Fertility drugs fall into three main categories:

  • Clomiphene (Clomid, Serophene) – Most commonly known as Clomid, this is an oral medicine used to stimulate egg production and ovulation. It is prescribed to hyperstimulate the ovaries in preparation for IVF, and to encourage ovulation in women with PCOS. Women taking Clomid have an 80% ovulation rate within the first few months; 40% of these go on to become pregnant. Clomid can increase the likelihood of conceiving multiples.
  • Gonadotropins – These are injectable drugs, usually used when Clomiphene has been unsuccessful in inducing ovulation. They, too, work best when treating PCOS-related fertility problems or in conjunction with IVF. Gonadotropins may consist of one or a combination of hormones that stimulate follicle development and ovulation, as well as encourage the body’s own release of pregnancy hormones. There is a 20-60% rate of success with conception.
  • Bromocriptine (Parlodel) – Doctors prescribe this oral or vaginal medicine to treat a rare type of tumor in the pituitary gland, which slows estrogen production and stops ovulation. Women taking the drug have a 90% chance of ovulation.

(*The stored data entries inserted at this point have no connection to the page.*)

PR #3047, opened 2021-01-27
fix: open blockdevices with exclusive flock for partitioning

smira:
This fixes spurious race conditions when user disks are partitioned
and formatted in `mountUserDisks` task. While this task runs, `udevd` is
running to allow various `/dev/` symlinks to be used for user disks.
At the same time `udevd` might trigger syscall `BLKRRPART` at any time
concurrently with Talos which leads to a race on kernel side when Talos
tries to update kernel partition table while kernel does it on its own
as a result of `udevd` call.

As part of the fix, `RereadPartitionTable()` calls were removed (they
trigger `BLKRRPART` and they're not needed as Talos updates partition
table on its own).

Some cleanups to make sure blockdevice is open/closed just in matching
pairs (no lingering open blockdevice instances). This is import for
`WithExclusiveLock()` calls, as it would lead to a deadlock if previous
blockdevice instance is not closed.

### DIFF
--- a/cmd/installer/pkg/install/manifest.go
+++ b/cmd/installer/pkg/install/manifest.go
@@ -233,7 +233,7 @@ func (m *Manifest) executeOnDevice(device Device, targets []*Target) (err error)
 
 	var bd *blockdevice.BlockDevice
 
-	if bd, err = blockdevice.Open(device.Device); err != nil {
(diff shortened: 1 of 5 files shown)


smira:
PR is draft, as it uses blockdevice library intermediate version, waiting for Artem's refactoring PR to be merged first.

Unix4ever (approved):

andrewrynhard (approved):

Doctors sometimes prescribe Clomiphene or Gonadtropins to the male partner to treat hormonal deficiencies that lead to low sperm production. Despite claims that fertility drugs can increase a woman’s chance of developing ovarian cancer, recent studies have shown this is not the case.

As with any medication, there is a risk of side effects when taking any fertility drug. Hyperstimulation of the ovaries can lead to stomachaches and nausea. Also, women must carefully monitor their cycles and have frequent medical check-ups while taking fertility drugs; this can be exhausting and take an emotional toll.